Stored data
^^^^^^^^

PR #185, opened 2018-09-05
Add a script to generate a list of deleted users uids

simonpoole:
No idea if this works and there don't seem to be tests for anything similar. Lets see what CI says.

### DIFF
--- a/cookbooks/planet/templates/default/users-deleted.erb
+++ b/cookbooks/planet/templates/default/users-deleted.erb
@@ -1,0 +1,19 @@
+#!/bin/sh
+
+# DO NOT EDIT - This file is being maintained by Chef
+
+T=$(mktemp -d -t -p /var/tmp users.XXXXXXXXXX)
+
+# use the same as for the users-agreed template
+export PGPASSFILE=/etc/replication/users-agreed.conf
+
+echo "# user IDs of deleted users. " > $T/users_deleted
+psql -h <%= node[:web][:readonly_database_host] %> -U planetdiff -t -c "select id from users where status='deleted' by id asc" openstreetmap >> $T/users_deleted
+
+if cmp -s "${T}/users_deleted "/store/planet/users_deleted.txt"; then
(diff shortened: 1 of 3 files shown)


cookbooks/planet/templates/default/users-deleted.erb
```diff
@@ -0,0 +1,19 @@
...
+
+# DO NOT EDIT - This file is being maintained by Chef
+
+T=$(mktemp -d -t -p /var/tmp users.XXXXXXXXXX)
+
+# use the same as for the users-agreed template
+export PGPASSFILE=/etc/replication/users-agreed.conf
+
+echo "# user IDs of deleted users. " > $T/users_deleted
+psql -h <%= node[:web][:readonly_database_host] %> -U planetdiff -t -c "select id from users where status='deleted' by id asc" openstreetmap >> $T/users_deleted
```
tomhughes: I think you meant "order by id asc" here.

simonpoole: yes ... copy paste error ...

mmd-osm:
@simonpoole : I believe this change was somehow GDPR related, but I couldn't figure out why the SELECT statement didn't include `changesets_count > 0` as a condition. It would be a prerequisite for a user to show up in any public facing planet dump or diff file.

Nowadays, the users_deleted.txt file is fairly large, and most users are likely spam accounts that never contributed anything.

simonpoole:
While having a non-zero number of changesets is a prerequisite for tuning up in the data dumps, it is conceivable that the user in question used the account to authenticate in a 3rd party service, so I'm not quite sure that they could just be left away.

mmd-osm:
> maybe we should simply have two lists

Yes, that sounds like a good idea.

mmd-osm:
Any idea what would be a good filename for the second list? Something along the lines of _active_users_deleted,_ or  _contributors_deleted_, maybe?

PR #187, opened 2018-09-07
Tlie expiry on bionic still needs ruby

jburgess777:
Currently the tile expiry on pyrene is failing because ruby isn't installed:
```
$ /usr/local/bin/expire-tiles
-bash: /usr/local/bin/expire-tiles: /usr/bin/ruby: bad interpreter: No such file or directory
```

### DIFF
--- a/cookbooks/tile/recipes/default.rb
+++ b/cookbooks/tile/recipes/default.rb
@@ -440,6 +440,7 @@ if node[:lsb][:release].to_f >= 18.04
   package %w[
     pyosmium
     python-pyproj
+    ruby
   ]
 
   remote_directory "/usr/local/bin" do


jburgess777:
After pyrene picks up the change we will probably need to force any existing tiles to be rendered again in case they missed a change:
```
sudo touch /srv/tile.openstreetmap.org/tiles/default/planet-import-complete
```

jburgess777:
I see @Firefishy just committed an equivalent fix

Firefishy:
Whoops, only saw this now.

tomhughes:
I have reverted the touch for now - a low zoom render needs to be done first or the touch will cause all the low zoom tiles to be treated as dirty.

tomhughes:
In fact I don't think it was necessary to play with that at all - the pending expiries should still have been queued and would have been processed once ruby was installed.

PR #188, opened 2018-09-10
Scripts for "export" server generating coastline and icesheet data.

joto:


joto:
This needs the PR #183 and a user called `export`.

@tomhughes

joto:
Some more details:
* Currently this doesn't hook into the `cplanet` generation yet. Can be added easily once `cplanet` is available.
* The `update` script generates the coastline and icesheet data. Generates files will end up in `unchecked` directory and hardlinked to `checked` directory if the check comparing the newly rendered image of the coastlines is similar enough to the last known good image. From there the data still has to be copied somewhere, for instance the `planet.osm.org` server.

^^^^^^^^

All records above must be printed again, exactly.

PR #185, opened 2018-09-05
Add a script to generate a list of deleted users uids

simonpoole:
No idea if this works and there don't seem to be tests for anything similar. Lets see what CI says.

### DIFF
--- a/cookbooks/planet/templates/default/users-deleted.erb
+++ b/cookbooks/planet/templates/default/users-deleted.erb
@@ -1,0 +1,19 @@
+#!/bin/sh
+
+# DO NOT EDIT - This file is being maintained by Chef
+
+T=$(mktemp -d -t -p /var/tmp users.XXXXXXXXXX)
+
+# use the same as for the users-agreed template
+export PGPASSFILE=/etc/replication/users-agreed.conf
+
+echo "# user IDs of deleted users. " > $T/users_deleted
+psql -h <%= node[:web][:readonly_database_host] %> -U planetdiff -t -c "select id from users where status='deleted' by id asc" openstreetmap >> $T/users_deleted
+
+if cmp -s "${T}/users_deleted "/store/planet/users_deleted.txt"; then
(diff shortened: 1 of 3 files shown)


cookbooks/planet/templates/default/users-deleted.erb
```diff
@@ -0,0 +1,19 @@
...
+
+# DO NOT EDIT - This file is being maintained by Chef
+
+T=$(mktemp -d -t -p /var/tmp users.XXXXXXXXXX)
+
+# use the same as for the users-agreed template
+export PGPASSFILE=/etc/replication/users-agreed.conf
+
+echo "# user IDs of deleted users. " > $T/users_deleted
+psql -h <%= node[:web][:readonly_database_host] %> -U planetdiff -t -c "select id from users where status='deleted' by id asc" openstreetmap >> $T/users_deleted
```
tomhughes: I think you meant "order by id asc" here.

simonpoole: yes ... copy paste error ...

mmd-osm:
@simonpoole : I believe this change was somehow GDPR related, but I couldn't figure out why the SELECT statement didn't include `changesets_count > 0` as a condition. It would be a prerequisite for a user to show up in any public facing planet dump or diff file.

Nowadays, the users_deleted.txt file is fairly large, and most users are likely spam accounts that never contributed anything.

simonpoole:
While having a non-zero number of changesets is a prerequisite for tuning up in the data dumps, it is conceivable that the user in question used the account to authenticate in a 3rd party service, so I'm not quite sure that they could just be left away.

mmd-osm:
> maybe we should simply have two lists

Yes, that sounds like a good idea.

mmd-osm:
Any idea what would be a good filename for the second list? Something along the lines of _active_users_deleted,_ or  _contributors_deleted_, maybe?

PR #187, opened 2018-09-07
Tlie expiry on bionic still needs ruby

jburgess777:
Currently the tile expiry on pyrene is failing because ruby isn't installed:
```
$ /usr/local/bin/expire-tiles
-bash: /usr/local/bin/expire-tiles: /usr/bin/ruby: bad interpreter: No such file or directory
```

### DIFF
--- a/cookbooks/tile/recipes/default.rb
+++ b/cookbooks/tile/recipes/default.rb
@@ -440,6 +440,7 @@ if node[:lsb][:release].to_f >= 18.04
   package %w[
     pyosmium
     python-pyproj
+    ruby
   ]
 
   remote_directory "/usr/local/bin" do


jburgess777:
After pyrene picks up the change we will probably need to force any existing tiles to be rendered again in case they missed a change:
```
sudo touch /srv/tile.openstreetmap.org/tiles/default/planet-import-complete
```

jburgess777:
I see @Firefishy just committed an equivalent fix

Firefishy:
Whoops, only saw this now.

tomhughes:
I have reverted the touch for now - a low zoom render needs to be done first or the touch will cause all the low zoom tiles to be treated as dirty.

tomhughes:
In fact I don't think it was necessary to play with that at all - the pending expiries should still have been queued and would have been processed once ruby was installed.

PR #188, opened 2018-09-10
Scripts for "export" server generating coastline and icesheet data.

joto:


joto:
This needs the PR #183 and a user called `export`.

@tomhughes

joto:
Some more details:
* Currently this doesn't hook into the `cplanet` generation yet. Can be added easily once `cplanet` is available.
* The `update` script generates the coastline and icesheet data. Generates files will end up in `unchecked` directory and hardlinked to `checked` directory if the check comparing the newly rendered image of the coastlines is similar enough to the last known good image. From there the data still has to be copied somewhere, for instance the `planet.osm.org` server.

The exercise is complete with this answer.